All of this suggests that if you lump on an unrestricted number of additional ISPs at the same time, potentially hundreds of them per locale, and on the same channel(s), then things would only get proportionally worse, and a lot sooner.
Beyond the congestion factor, there is also the concern of this: how many ISPs can control security, multimedia, future voice services, and link level functions with the DOCSIS architecture at the same time?
The MCNS/DOCSIS design, lest we forget, was designed around the basic legacy assumptions that stated that the MSO or local cable operator would be the facilities based "interactive services" provider over the black coaxial cable.
These interactive services I'm referring to were those quaint shop-at-home, remote educational, etc., applications that the MSOs were grasping over during the early days of the "visionaries."
The Internet was a sudden, and pleasant surprise, but the basic prior design assumptions never really went away. In order to change the administrative control aspect of managing the account, and to avail the necessary amount of bandwidth in a pluralistic setting, the frequency spectrum allocation plan, and the head-end/modem specs each have to be re-written, IMO.
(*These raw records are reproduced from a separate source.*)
PR #847, opened 2026-07-21
Fix silently skipped deletion of the final MCFG VRFs/networks (unsafe sentinel serialization)

### LINKED ISSUE #846: [0.8.0/0.8.1] Removing the final MCFG VRFs or networks silently skips deletion
### Ansible Version

```
ansible [core 2.16.3]
  python version = 3.11.15
  jinja version = 3.1.6
```

```
Collection          Version
------------------- --------
cisco.nac_dc_vxlan  0.8.1-dev (develop @ 11588f44)
cisco.dcnm          3.12.1-dev
cisco.nxos          10.2.0
ansible.netcommon   7.1.0
ansible.posix       2.0.0
ansible.utils       5.1.2
community.general   10.1.0
```

4.1.1g (NDFC 12.4.1.321)

### Cisco NX-OS Version

10.6(2), virtual N9K-C9300v

`cisco.nac_dc_vxlan.dtc.remove`

`vxlan.multisite`

### Expected Behavior

When the final remaining `vxlan.multisite.overlay` VRF or network entries are removed and the corresponding list becomes empty for an MCFG fabric, the remove pipeline should detect the change and send the corresponding VRF/network delete requests to NDFC — the same way any other declared-then-removed resource is handled in diff-run mode.

### Actual Behavior

The collection keeps a small file on disk for each MCFG fabric (the **sentinel file**, `_msite_overlay_sentinel.yml`) to remember what the VRFs/networks looked like last time, so it can tell if anything changed.

The function that writes it — `_detect_msite_overlay_changes()` (`plugins/action/dtc/build_resource_data.py`) — doesn't save the data as plain values. Instead of writing `name: VRF01`, the file ends up with something like this for that same value:

```yaml
? !!python/object/apply:ansible.utils.unsafe_proxy.AnsibleUnsafeText
  - VRF01
```

That's a Python-specific instruction embedded in the file, not just plain text. The function that reads the file back — `_sentinel_had_key()`, same file — deliberately refuses to load files containing that kind of instruction (a normal security precaution, so it never rebuilds arbitrary code from a file). Because of this mismatch, reading the file always fails.

That failure is silently ignored instead of being reported. So instead of saying "I couldn't read my saved data," the collection just assumes "there was nothing here before."

This becomes a problem specifically once every VRF/network is removed: the current data doesn't disappear, it just becomes an empty list. The only way to tell "these existed before and were removed" from "there was never anything here" is by checking that saved file — and that check is exactly what's silently failing.

End result: the collection always assumes nothing existed before, so it thinks nothing changed, and it never asks NDFC to delete the VRF/networks. Since nothing fails loudly, the playbook finishes normally as if the removal worked — but the VRF/networks are still attached in NDFC.

- **API method:** none
- **API endpoint:** none
- **Controller requests:** 0

### Scope

**Affected:**
- MCFG fabrics where the final remaining `vxlan.multisite.overlay.vrfs` or `.networks` entries are removed, so that list becomes empty (e.g. removing the corresponding host_vars files or clearing the lists) in diff-run mode (`force_run_all: false`). Present since 0.8.0 (confirmed in the `0.8.0` tag's `plugins/action/dtc/build_resource_data.py`; the file did not exist prior to `0.7.2`).
- The failure occurs before any controller request and has no NDFC-version conditional — it is a client-side collection defect in how the collection serializes/deserializes its own local change-detection file. Confirmed on ND 4.1.1g / NDFC 12.4.1.321; expected on ND 4.2 as well, but ND 4.2 has not yet been tested directly.

**Not affected:**
- Removing some, but not all, entries from an otherwise still-populated vrfs/networks list (e.g. removing 2 of 3 networks while one remains) — that case is handled correctly via the normal per-resource diff mechanism, independent of this defect.
- Greenfield deployments (first-ever run for a given overlay) — there is no pre-existing sentinel to misread in that case.
- MSD fabrics share the same overlay change-detection code path but have not been separately reproduced/validated here — that remains open.

### Ansible Playbook

```yaml
---
- name: Manage VXLAN MCFG Fabric
  hosts: all
  gather_facts: false
  roles:
    - role: cisco.nac_dc_vxlan.dtc.remove
```

### Data Model

```yaml
# Previous desired state (already deployed and attached in NDFC)
vxlan:
  multisite:
    overlay:
      vrfs:
        - name: VRF01
          vlan_id: 3001
          vrf_attach_group: all
      networks:
        - name: Net01
          vrf_name: VRF01
          vlan_id: 3101
          net_id: 130101
          network_attach_group: all
      vrf_attach_groups:
        - name: all
          switches: [...]
      network_attach_groups:
        - name: all
          switches: [...]

# Current desired state: VRF01/Net01 removed. The extended/rendered data
# model keeps every overlay key present with an empty list rather than
# removing the "overlay" key itself -- this truthy-dict-of-empty-lists
# shape is what actually reaches the pipeline, and is the specific
# condition that triggers the defect:
vxlan:
  multisite:
    overlay:
      vrfs: []
      networks: []
      vrf_attach_groups: []
      network_attach_groups: []
```

### Steps to Reproduce

1. Deploy an MCFG parent fabric with `vxlan.multisite.overlay.vrfs`/`networks` declared and successfully created/attached in NDFC.
2. Remove every entry from `vxlan.multisite.overlay.vrfs` and `.networks` (or delete the corresponding data model files/host_vars entries), so both lists become empty.
3. Run the create → deploy → remove workflow in diff-run mode (`force_run_all: false`).
4. Observe the networks/vrfs remove steps report `skipped` with reason `change flag ... is False`, and the overall play reports success with no errors.
5. Query NDFC directly and confirm the VRFs/networks are still present and attached.

### Relevant Debug Output

```json
{
    "module": "dcnm_network",
    "reason": "change flag 'changes_detected_networks' is False",
    "resource_name": "networks",
    "status": "skipped"
},
{
    "module": "dcnm_vrf",
    "reason": "change flag 'changes_detected_vrfs' is False",
    "resource_name": "vrfs",
    "status": "skipped"
}
```

dacasti2mx:
## Related Issue(s)
Fixes #846

## Related Collection Role
- [ ] cisco.nac_dc_vxlan.validate
- [ ] cisco.nac_dc_vxlan.dtc.create
- [ ] cisco.nac_dc_vxlan.dtc.deploy
- [x] cisco.nac_dc_vxlan.dtc.remove
- [ ] other

## Related Data Model Element
- [ ] vxlan.fabric
- [ ] vxlan.global
- [ ] vxlan.topology
- [ ] vxlan.underlay
- [ ] vxlan.overlay
- [ ] vxlan.overlay_extensions
- [ ] vxlan.policy
- [x] vxlan.multisite
- [ ] defaults.vxlan
- [ ] other

## Proposed Changes

This replaces the sentinel read/write mismatch in `plugins/action/dtc/build_resource_data.py` that caused MCFG multisite overlay removal to be silently skipped.

**Root cause, in plain terms:** the collection keeps a small file per MCFG fabric (the sentinel, `_msite_overlay_sentinel.yml`) to remember what the overlay's VRFs/networks looked like last time, so the next run can tell if anything changed. The function that writes it — `_detect_msite_overlay_changes()` — didn't save plain values. Instead of `name: VRF01`, the file ended up with something like this for that same value:

```yaml
? !!python/object/apply:ansible.utils.unsafe_proxy.AnsibleUnsafeText
  - VRF01
```

That's a Python-specific instruction embedded in the file, not just plain text. The function that reads it back — `_sentinel_had_key()` — deliberately refuses to load a file containing that kind of instruction (a normal security precaution, so it never rebuilds arbitrary code from a file). The read always failed, and that failure was silently swallowed instead of surfaced, so the collection assumed "nothing existed before" every time.

That specific gap only matters once every VRF/network is removed: the current state becomes just an empty list either way, so the previous sentinel is the only place left to tell "these existed and were removed" from "there was never anything here." Since that read always silently failed, `changes_detected_vrfs`/`changes_detected_networks` never got set, `dcnm_network`/`dcnm_vrf` were never called, and nothing ever reached NDFC. Present since 0.8.0 (see #846).

**Fix** (single file, `plugins/action/dtc/build_resource_data.py`):

- Write with `yaml.safe_dump()` on values normalized to plain Python types (`_normalize_for_yaml()`), which raises `TypeError` rather than silently guessing via `str()` for any type it doesn't explicitly handle.
- Read with a single, load-before-mutate `_load_overlay_sentinel()` call, using `yaml.safe_load()` only — no custom loader. This read happens before the sentinel file (and the unrelated deferred-build cache file) are backed up, removed, or overwritten, so a bad read never leaves things half-touched.
- A sentinel this cannot read as a plain YAML mapping — the pre-existing Python-object-tagged format, a wrong top-level structure, or genuinely malformed YAML — now raises a `RuntimeError` naming the exact recovery step: re-run once with `force_run_all: true` and the complete, unchanged data model. A separate message is used for filesystem/permission failures, since `force_run_all: true` would not fix those.
- The failure-swallowing `_sentinel_had_key()` helper and its repeated sentinel reads are removed; the already-loaded sentinel is reused directly, so the sentinel is opened and parsed once per build instead of twice.

**Migration required for existing installations:** after upgrading, run once with `force_run_all: true` using the complete, unchanged data model before removing any VRFs/networks, so the existing sentinel gets regenerated in the new, plain-YAML format. Without this step, the next diff-run against a pre-upgrade sentinel will fail loud (by design) rather than silently skip the removal as before.

**Scope boundaries:**

- The reproduced and end-to-end validated scenario is MCFG. The modified sentinel implementation (`_detect_msite_overlay_changes()`, `_load_overlay_sentinel()`, `_write_overlay_sentinel()`) is shared by MCFG and MSD (`self.fabric_type in ('MSD', 'MCFG')`). No end-to-end MSD support claim is made by this PR — MSD has not been separately reproduced or validated.
- `_msite_build_overlay()` (`plugins/plugin_utils/pipeline_base.py`) is not modified by this PR. This PR covers the populated → empty transition. A separate, independent defect in the empty → populated (recreate) direction was found during this PR's live validation and is not fixed here — tracked separately, out of scope of this PR.

## Test Notes

**Local:** a 21-case/25-assertion matrix (`ResourceDataBuilder`/`ResourceRemover`/`PipelineRunnerBase`, no mocks of the fix itself) covering: the legacy sentinel format failing loud in diff-run (sentinel and cache file left byte-for-byte untouched); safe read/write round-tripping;PR #855, opened 2026-07-24
Adding support for storm control on L2 interfaces and copy description on PC

### LINKED ISSUE #850: Enable/Disable CDP on L2 interfaces

cisco.nac_dc_vxlan.dtc.create

### New feature description:

```shell
Enable/Disable CDP on L2 interfaces
```

```shell

```

vxlan.topology

```shell
new key enable_cdp for L2 interfaces
```

```shell

```

```yaml
.
```

### Ansible Version

```shell

```

```shell

```

```shell

```

### Cisco NX-OS Version

```shell

```

### LINKED ISSUE #853: Enable Storm control on L2 interfaces

cisco.nac_dc_vxlan.dtc.create

### New feature description:

```shell
Enable Storm control on L2 interfaces
```

```shell
No
```

vxlan.topology

```shell

```

```shell

```

```yaml
.
```

### Ansible Version

```shell

```

```shell

```

```shell

```

### Cisco NX-OS Version

```shell

```

### LINKED ISSUE #854: access vPC defaults don't take effect
### Ansible Version

```shell
ansible [core 2.18.15]
```

```shell
Collection         Version   
------------------ ----------
ansible.netcommon  7.1.0     
ansible.posix      2.0.0     
ansible.utils      5.1.2     
cisco.dcnm         3.12.1-dev
cisco.nac_dc_vxlan 0.8.1-dev 
community.general  10.1.0
```

```shell
Akk
```

### Cisco NX-OS Version

```shell

```

cisco.nac_dc_vxlan.validate

vxlan.topology

### Expected Behavior

```shell
defaults for access_vpc are used when not all keys are present on the data model
```

### Actual Behavior

```shell
defaults for access_vpc are not used merged when not all keys are present on the data model, the trunk_vpc keys are used instead
```

### Ansible Playbook

```yaml
nsible-playbook -i inventory.yaml vxlan.yaml -l fabric
```

### Data Model

```yaml
NA
```

### Steps to Reproduce

```shell
run the playbook and check the values
```

### Relevant Debug Output

```shell

```

### LINKED ISSUE #857: vPC parameters are not checked when an existing vPC ID is present in the model, (even if the vPC id is in different pair)
### Ansible Version

```shell
ansible [core 2.18.15]
```

```shell
Collection         Version
------------------ ----------
ansible.netcommon  7.1.0
ansible.posix      2.0.0
ansible.utils      5.1.2
cisco.dcnm         3.12.1-dev
cisco.nac_dc_vxlan 0.8.1-dev
community.general  10.1.0
```

```shell
4.1
```

### Cisco NX-OS Version

```shell

```

cisco.nac_dc_vxlan.validate

vxlan.fabric

### Expected Behavior

```shell
vpc is validated correctly
```

### Actual Behavior

```shell
When multiple vpc id are defined and they are repeated, the second pair of interfaces is not review to check that the parameters are the same across the member interfaces.

Assume that fabric1-l1, fabric1-l2 defined a vpc interfaces with *vpc_id: 11*. The data model shown below doesn't fail even if the parameters are incorrect. In this case storm_control_unicast_level_percent.
```

### Ansible Playbook

```yaml
ansible-playbook -i inventory.yaml vxlan.yaml -l juarocha-nac-fabric1 --tags=role_validate
```

### Data Model

```yaml
---
vxlan:
  topology:
    switches:
      - name: fabric1-bl1
        interfaces:
          - name: port-channel11
            mode: trunk
            members:
              - eth1/8
            enable_storm_control: true
            storm_control_action: default
            storm_control_unicast_level_percent: 90.41412    <<<<<

      - name: fabric1-bl2
        interfaces:
          - name: port-channel11
            mode: trunk
            members:
              - eth1/8
            enable_storm_control: true
            storm_control_action: default
            storm_control_unicast_level_percent: 90.4    <<<<<
```

### Steps to Reproduce

```shell
Run the playbook
```

### Relevant Debug Output

```shell

```

juarocha:
## Related Issue(s)

Fixes #850
Fixes #853 
Fixes #854 
Fixes #857

## Related Collection Role

* [X] cisco.nac_dc_vxlan.dtc.create
* [ ] other

## Related Data Model Element

* [ ] vxlan.fabric
* [ ] vxlan.global
* [X] vxlan.topology
* [ ] vxlan.underlay
* [ ] vxlan.overlay
* [ ] vxlan.policy
* [ ] vxlan.multisite
* [ ] defaults.vxlan
* [ ] other

## Proposed Changes

For storm control, adding new keys for  under L2 interfaces:
- enable_storm_control
- storm_control_action
- storm_control_broadcast_level_percent
- storm_control_multicast_level_percent
- storm_control_unicast_level_percent
- storm_control_broadcast_level_pps
- storm_control_multicast_level_pps
- storm_control_unicast_level_pps

For copy description, adding new keys for under port-channel interfaces:
- copy_description

4.1

## Checklist

* [X] Latest commit is rebased from develop with merge conflicts resolved
* [X] New or updates to documentation has been made accordingly
* [X] Assigned the proper reviewers

### DIFF
--- a/roles/dtc/common/templates/ndfc_interfaces/ndfc_interface_trunk_po.j2
+++ b/roles/dtc/common/templates/ndfc_interfaces/ndfc_interface_trunk_po.j2
@@ -24,6 +24,7 @@
     admin_state: {{ interface['enabled'] | default(defaults.vxlan.topology.switches.interfaces.topology_switch_trunk_po_interface.enabled) | lower }}
     mode: 'trunk'
     description: "{{ interface['description'] | default(defaults.vxlan.topology.switches.interfaces.topology_switch_trunk_po_interface.description) }}"
+    copy_description: {{ interface['copy_description'] | default(defaults.vxlan.topology.switches.interfaces.topology_switch_access_po_interface.copy_description) | lower }}
     mtu: {{ interface['mtu'] | default(defaults.vxlan.topology.switches.interfaces.topology_switch_trunk_po_interface.mtu) }}
     speed: {{ interface['speed'] | default(defaults.vxlan.topology.switches.interfaces.topology_switch_trunk_po_interface.speed) }}
     port_type_fast: {{ interface['spanning_tree_portfast'] | default(defaults.vxlan.topology.switches.interfaces.topology_switch_trunk_po_interface.spanning_tree_portfast) }}
@@ -45,6 +46,28 @@
     queuing_policy: {{ interface['queuing_policy'] | default("") }}
 {% endif %}
     enable_monitor: {{ interface['monitor'] | default(defaults.vxlan.topology.switches.interfaces.topology_switch_trunk_po_interface.monitor) | lower }}
+    enable_storm_control: {{ interface['enable_storm_control'] | default(defaults.vxlan.topology.switches.interfaces.topology_switch_trunk_po_interface.enable_storm_control) | lower }}
+{% if interface['enable_storm_control'] | default(defaults.vxlan.topology.switches.interfaces.topology_switch_trunk_po_interface.enable_storm_control) %}
+    storm_control_action: {{ interface['storm_control_action'] | default(defaults.vxlan.topology.switches.interfaces.topology_switch_trunk_po_interface.storm_control_action) | lower }}
+{% if interface['storm_control_broadcast_level_percent'] is defined %}
+    storm_control_broadcast_level_percent: "{{ '%0.2f' % interface['storm_control_broadcast_level_percent'] }}"
+{% endif %}
+{% if interface['storm_control_multicast_level_percent'] is defined %}
+    storm_control_multicast_level_percent: "{{ '%0.2f' % interface['storm_control_multicast_level_percent'] }}"
+{% endif %}
+{% if interface['storm_control_unicast_level_percent'] is defined %}
+    storm_control_unicast_level_percent: "{{ '%0.2f' % interface['storm_control_unicast_level_percent'] }}"
+{% endif %}
+{% if interface['storm_control_broadcast_level_pps'] is defined %}
+    storm_control_broadcast_level_pps: {{ interface['storm_control_broadcast_level_pps'] }}
+{% endif %}
+{% if interface['storm_control_multicast_level_pps'] is defined %}
+    storm_control_multicast_level_pps: {{ interface['storm_control_multicast_level_pps'] }}
+{% endif %}
+{% if interface['storm_control_unicast_level_pps'] is defined %}
+    storm_control_unicast_level_pps: {{ interface['storm_control_unicast_level_pps'] }}
+{% endif %}
+{% endif %}
     cmds: |2-
       {{ interface['freeform_config'] | default('') | indent(6, false) }}
 {% endif %}
--- a/roles/dtc/common/templates/ndfc_interfaces/ndfc_interface_trunk_po.j2
+++ b/roles/dtc/common/templates/ndfc_interfaces/ndfc_interface_trunk_po.j2
@@ -25,7 +25,7 @@
     enable_cdp: {{ interface['enable_cdp'] | default(defaults.vxlan.topology.switches.interfaces.topology_switch_trunk_po_interface.enable_cdp) | lower }}
     mode: 'trunk'
     description: "{{ interface['description'] | default(defaults.vxlan.topology.switches.interfaces.topology_switch_trunk_po_interface.description) }}"
-    copy_description: {{ interface['copy_description'] | default(defaults.vxlan.topology.switches.interfaces.topology_switch_access_po_interface.copy_description) | lower }}
+    copy_description: {{ interface['copy_description'] | default(defaults.vxlan.topology.switches.interfaces.topology_switch_trunk_po_interface.copy_description) | lower }}
     mtu: {{ interface['mtu'] | default(defaults.vxlan.topology.switches.interfaces.topology_switch_trunk_po_interface.mtu) }}
     speed: {{ interface['speed'] | default(defaults.vxlan.topology.switches.interfaces.topology_switch_trunk_po_interface.speed) }}
     port_type_fast: {{ interface['spanning_tree_portfast'] | default(defaults.vxlan.topology.switches.interfaces.topology_switch_trunk_po_interface.spanning_tree_portfast) }}
--- a/roles/dtc/common/templates/ndfc_interfaces/ndfc_interface_trunk_po.j2
+++ b/roles/dtc/common/templates/ndfc_interfaces/ndfc_interface_trunk_po.j2
@@ -47,6 +47,7 @@
     queuing_policy: {{ interface['queuing_policy'] | default("") }}
 {% endif %}
     enable_monitor: {{ interface['monitor'] | default(defaults.vxlan.topology.switches.interfaces.topology_switch_trunk_po_interface.monitor) | lower }}
+{% if ndfc_version | cisco.nac_dc_vxlan.version_compare('12.4.1', '>=') %}
     enable_storm_control: {{ interface['enable_storm_control'] | default(defaults.vxlan.topology.switches.interfaces.topology_switch_trunk_po_interface.enable_storm_control) | lower }}
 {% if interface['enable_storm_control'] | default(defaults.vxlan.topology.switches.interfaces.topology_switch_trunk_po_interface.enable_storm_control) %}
PR #860, opened 2026-07-31
fix ipv4 subnet mask with manual allocation ebgp

### LINKED ISSUE #861: SUBNET_TARGET_MASK missing from eBGP VXLAN fabric payload when manual_underlay_allocation is enabled
## Problem

When creating/updating an eBGP VXLAN fabric with `manual_underlay_allocation: true`, the `SUBNET_TARGET_MASK` parameter is not included in the NDFC fabric payload. NDFC then uses its default value instead of the user-configured `vxlan.underlay.ipv4.subnet_mask`.

## Root Cause

In `roles/dtc/common/templates/ndfc_fabric/ebgp_vxlan_fabric/general/ebgp_vxlan_fabric_general.j2`, `SUBNET_TARGET_MASK` was nested inside the `manual_underlay_allocation == false` guard:

```jinja2
{% if not manual_underlay_allocation %}
{% if not enable_ipv6_underlay %}
  SUBNET_TARGET_MASK: "{{ subnet_mask }}"
  SUBNET_RANGE: {{ subnet_range }}
{% endif %}
{% endif %}
```

This incorrectly omits `SUBNET_TARGET_MASK` when manual allocation is enabled. However, NDFC requires this parameter regardless of allocation mode — it defines the point-to-point link prefix length used for all underlay links.

The only valid reason to omit `SUBNET_TARGET_MASK` is when `enable_ipv6_underlay` is true (IPv6 uses different parameters).

## Impact

- eBGP VXLAN fabrics with `manual_underlay_allocation: true` get NDFC's default subnet mask instead of the configured value
- May cause underlay link IP addressing mismatches between data model and NDFC intent

## Fix

Move `SUBNET_TARGET_MASK` outside the `manual_underlay_allocation` guard, keeping only the `enable_ipv6_underlay` condition. `SUBNET_RANGE` remains correctly gated by manual allocation (since ranges are irrelevant when IPs are manually assigned).

## Affected Versions

Any ND version with eBGP VXLAN fabric using `manual_underlay_allocation: true`.

ccoueffe:
## Related Issue(s)

Fixes missing `SUBNET_TARGET_MASK` in eBGP VXLAN fabric payload when `manual_underlay_allocation` is enabled.

## Related Collection Role

* [x] other — `roles/dtc/common/templates/ndfc_fabric/ebgp_vxlan_fabric/general/`

## Related Data Model Element

* [x] vxlan.underlay

## Proposed Changes

The `SUBNET_TARGET_MASK` parameter was nested inside the `manual_underlay_allocation == false` guard in the eBGP fabric template. This meant that when using manual underlay allocation, the subnet mask was not sent to NDFC — causing fabric creation/update to use NDFC defaults instead of the user-defined value.

`SUBNET_TARGET_MASK` is required by NDFC regardless of whether IP allocation is manual or automatic — it defines the point-to-point link prefix length for the underlay. The only condition where it should be omitted is when IPv6 underlay is enabled (since IPv6 uses a different parameter).

**Fix:** Moved `SUBNET_TARGET_MASK` outside the `manual_underlay_allocation` guard, keeping only the `enable_ipv6_underlay` condition:

| Condition | Before (broken) | After (fixed) |
|---|---|---|
| `manual=false`, `ipv6=false` | ✅ Rendered | ✅ Rendered |
| `manual=true`, `ipv6=false` | ❌ Missing | ✅ Rendered |
| `manual=false`, `ipv6=true` | ❌ Omitted | ❌ Omitted |
| `manual=true`, `ipv6=true` | ❌ Omitted | ❌ Omitted |

## Test Notes

Tested with eBGP VXLAN fabric using `manual_underlay_allocation: true` and `subnet_mask: 30`. Verified:
- `SUBNET_TARGET_MASK: "30"` now appears in the fabric payload ✅
- `SUBNET_RANGE` remains correctly omitted for manual allocation ✅
- IPv6 underlay correctly omits `SUBNET_TARGET_MASK` ✅

ND 4.1+

## Checklist

### DIFF
--- a/roles/dtc/common/templates/ndfc_fabric/ebgp_vxlan_fabric/general/ebgp_vxlan_fabric_general.j2
+++ b/roles/dtc/common/templates/ndfc_fabric/ebgp_vxlan_fabric/general/ebgp_vxlan_fabric_general.j2
@@ -14,9 +14,11 @@
 {% endif %}
   UNDERLAY_IS_V6: {{ vxlan.underlay.general.enable_ipv6_underlay | default(defaults.vxlan.underlay.general.enable_ipv6_underlay) | title }}
   STATIC_UNDERLAY_IP_ALLOC: {{ vxlan.underlay.general.manual_underlay_allocation | default(defaults.vxlan.underlay.general.manual_underlay_allocation) | title }}
-{% if not (vxlan.underlay.general.manual_underlay_allocation | default(defaults.vxlan.underlay.general.manual_underlay_allocation) | ansible.builtin.bool) %}
 {% if not (vxlan.underlay.general.enable_ipv6_underlay | default(defaults.vxlan.underlay.general.enable_ipv6_underlay) | ansible.builtin.bool) %}
   SUBNET_TARGET_MASK: "{{ vxlan.underlay.ipv4.subnet_mask | default(defaults.vxlan.underlay.ipv4.subnet_mask) }}"
+{% endif %}
+{% if not (vxlan.underlay.general.manual_underlay_allocation | default(defaults.vxlan.underlay.general.manual_underlay_allocation) | ansible.builtin.bool) %}
+{% if not (vxlan.underlay.general.enable_ipv6_underlay | default(defaults.vxlan.underlay.general.enable_ipv6_underlay) | ansible.builtin.bool) %}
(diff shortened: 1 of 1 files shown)


juburnet (approved):
Approved.

marehler (approved):
Looks good to me.

mikewiebe (approved):

PR #3052, opened 2015-01-28
Romanian almost full translation

titus08:
As soon as possible due to less available time that I have, I will translate the rest of 60 strings.


el-j:
updated files by hand. thanks

PR #3053, opened 2015-02-11
Full translation

titus08:
Full romanian translation.


aknoerig:
Awesome, Titus, thanks a lot!

titus08:
It was a hard work indeed. But since I am electronist and I use Kubuntu....

Issue #2445, opened 2014-08-26
display the selection width/height in the status bar if the mouse is dragged


davidperrenoud:
_From [irasc...@gmail.com](https://code.google.com/u/104729248032245122687/) on March 04, 2013 17:06:45_

http://fritzing.org/forum/thread/1412

_Original issue: http://code.google.com/p/fritzing/issues/detail?id=2447_

PR #3056, opened 2015-02-22
Fixes fritzing/fritzing-app#2445

Snoozerworks:
Show width and hight of a mouse selection area in status bar.
More precise alternative to ruler part for simple part measurements.


aknoerig:
Very nice and good work, thanks!

PR #3074, opened 2015-04-14
polish translation - more elements

jacekjaros:
around 5% done


aknoerig:
Thanks, just keep it coming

A draconian alternative does present itself, however, if the cable operator is agreeable to forfeiting additional program TV 6 MHz channels, in order to accommodate ISPs. How likely is that to take place, however, beyond the first couple of sacrifical gestures? And if that were to happen, it would do very little for the upstream direction, until radical changes were effected in the HFC design.
Ironically, it would seem to me that for the AOL-GTE trial to be even credible, it would need to, by arithmetic definition, preclude any type of existing ATHM or RR from sharing the same last mile channel, from the outset. Yeah, that makes some sense, if you think about it. That is, if the sharing applies to GTE's or some other indpendent's territory where ATHM and RR haven't any operating partners.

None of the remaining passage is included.